→ DATA EXTRACT
[Start of Attachment]

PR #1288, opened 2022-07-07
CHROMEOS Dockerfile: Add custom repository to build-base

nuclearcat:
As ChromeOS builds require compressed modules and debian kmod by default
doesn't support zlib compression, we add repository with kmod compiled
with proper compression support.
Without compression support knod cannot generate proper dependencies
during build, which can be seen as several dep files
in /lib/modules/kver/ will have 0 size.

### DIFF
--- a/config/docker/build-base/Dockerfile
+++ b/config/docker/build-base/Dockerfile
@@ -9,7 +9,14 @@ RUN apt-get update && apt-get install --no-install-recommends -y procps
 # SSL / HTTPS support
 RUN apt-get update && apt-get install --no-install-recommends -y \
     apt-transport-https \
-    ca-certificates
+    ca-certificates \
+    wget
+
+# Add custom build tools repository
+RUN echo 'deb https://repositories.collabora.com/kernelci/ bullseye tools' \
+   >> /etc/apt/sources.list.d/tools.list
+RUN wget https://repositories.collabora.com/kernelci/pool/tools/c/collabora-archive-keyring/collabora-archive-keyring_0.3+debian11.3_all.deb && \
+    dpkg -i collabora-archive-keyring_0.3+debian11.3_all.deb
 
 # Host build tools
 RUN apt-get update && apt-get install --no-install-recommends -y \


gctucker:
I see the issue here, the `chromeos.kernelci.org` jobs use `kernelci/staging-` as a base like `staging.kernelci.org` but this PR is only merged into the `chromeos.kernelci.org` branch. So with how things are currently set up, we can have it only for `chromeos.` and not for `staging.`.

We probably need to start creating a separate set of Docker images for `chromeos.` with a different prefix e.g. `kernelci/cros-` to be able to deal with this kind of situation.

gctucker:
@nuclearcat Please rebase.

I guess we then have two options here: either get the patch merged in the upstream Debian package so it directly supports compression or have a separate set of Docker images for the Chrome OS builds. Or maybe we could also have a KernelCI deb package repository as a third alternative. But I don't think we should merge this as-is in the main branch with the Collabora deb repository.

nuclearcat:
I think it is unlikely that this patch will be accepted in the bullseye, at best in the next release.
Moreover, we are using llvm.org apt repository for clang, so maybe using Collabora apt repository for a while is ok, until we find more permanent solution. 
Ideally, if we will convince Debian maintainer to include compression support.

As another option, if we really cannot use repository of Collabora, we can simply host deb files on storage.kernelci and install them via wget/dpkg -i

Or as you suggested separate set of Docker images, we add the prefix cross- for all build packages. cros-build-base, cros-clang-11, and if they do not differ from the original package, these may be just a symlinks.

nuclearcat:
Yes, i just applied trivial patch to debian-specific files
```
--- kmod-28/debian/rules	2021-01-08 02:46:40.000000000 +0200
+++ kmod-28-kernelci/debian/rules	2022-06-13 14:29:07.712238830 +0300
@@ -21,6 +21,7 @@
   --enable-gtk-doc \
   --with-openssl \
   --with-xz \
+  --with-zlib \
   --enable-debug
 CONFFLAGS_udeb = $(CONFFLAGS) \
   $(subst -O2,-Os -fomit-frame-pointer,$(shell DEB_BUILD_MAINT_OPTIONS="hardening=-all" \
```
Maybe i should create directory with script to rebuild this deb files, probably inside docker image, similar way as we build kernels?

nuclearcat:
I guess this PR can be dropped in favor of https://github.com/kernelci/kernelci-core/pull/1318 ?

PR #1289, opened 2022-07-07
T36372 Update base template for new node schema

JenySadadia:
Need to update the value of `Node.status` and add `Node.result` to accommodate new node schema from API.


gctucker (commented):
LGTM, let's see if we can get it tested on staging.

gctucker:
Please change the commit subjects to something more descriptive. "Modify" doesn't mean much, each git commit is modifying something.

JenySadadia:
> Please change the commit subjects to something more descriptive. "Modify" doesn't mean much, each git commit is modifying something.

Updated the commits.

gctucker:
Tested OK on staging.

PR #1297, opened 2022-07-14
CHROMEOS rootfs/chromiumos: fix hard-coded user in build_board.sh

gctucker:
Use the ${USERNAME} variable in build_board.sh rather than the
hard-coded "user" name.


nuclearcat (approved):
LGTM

[End of Attachment]
[Start of Attachment]

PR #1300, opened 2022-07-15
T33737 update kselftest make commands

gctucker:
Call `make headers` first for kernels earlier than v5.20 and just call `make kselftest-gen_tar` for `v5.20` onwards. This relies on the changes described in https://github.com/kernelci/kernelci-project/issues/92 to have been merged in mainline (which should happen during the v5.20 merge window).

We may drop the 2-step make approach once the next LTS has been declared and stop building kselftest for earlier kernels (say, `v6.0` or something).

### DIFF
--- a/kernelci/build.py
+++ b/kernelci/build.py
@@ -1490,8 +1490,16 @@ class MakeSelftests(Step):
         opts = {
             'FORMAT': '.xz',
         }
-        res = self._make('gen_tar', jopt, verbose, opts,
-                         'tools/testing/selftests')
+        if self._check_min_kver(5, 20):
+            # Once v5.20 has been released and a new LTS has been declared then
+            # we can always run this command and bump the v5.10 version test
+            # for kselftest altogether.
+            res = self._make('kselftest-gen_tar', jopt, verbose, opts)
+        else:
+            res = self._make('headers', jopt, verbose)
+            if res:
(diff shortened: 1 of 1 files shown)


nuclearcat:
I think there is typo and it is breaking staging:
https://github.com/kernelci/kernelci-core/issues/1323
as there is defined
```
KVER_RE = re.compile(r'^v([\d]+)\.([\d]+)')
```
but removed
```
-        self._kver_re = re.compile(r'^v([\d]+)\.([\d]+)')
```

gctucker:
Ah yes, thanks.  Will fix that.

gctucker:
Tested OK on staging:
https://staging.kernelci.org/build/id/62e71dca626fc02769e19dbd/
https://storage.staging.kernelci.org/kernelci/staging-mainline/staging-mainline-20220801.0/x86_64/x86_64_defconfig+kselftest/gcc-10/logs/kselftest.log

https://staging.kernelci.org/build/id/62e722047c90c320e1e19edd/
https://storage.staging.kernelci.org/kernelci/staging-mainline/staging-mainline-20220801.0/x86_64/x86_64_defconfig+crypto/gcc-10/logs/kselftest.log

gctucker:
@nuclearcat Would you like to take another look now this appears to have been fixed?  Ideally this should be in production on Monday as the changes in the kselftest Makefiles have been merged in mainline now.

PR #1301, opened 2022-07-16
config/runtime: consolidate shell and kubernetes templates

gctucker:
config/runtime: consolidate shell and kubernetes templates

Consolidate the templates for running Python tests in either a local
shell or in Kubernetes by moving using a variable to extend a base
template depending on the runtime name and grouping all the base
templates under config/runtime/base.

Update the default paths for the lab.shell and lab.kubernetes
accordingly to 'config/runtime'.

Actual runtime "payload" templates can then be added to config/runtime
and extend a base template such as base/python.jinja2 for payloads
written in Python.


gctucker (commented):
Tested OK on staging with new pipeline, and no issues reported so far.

[End of Attachment]

→ TASK PROMPT
Show all lines above holding the word "cannot".

→ OUTPUT BELOW
Without compression support knod cannot generate proper dependencies
As another option, if we really cannot use repository of Collabora, we can simply host deb files on storage.kernelci and install them via wget/dpkg -i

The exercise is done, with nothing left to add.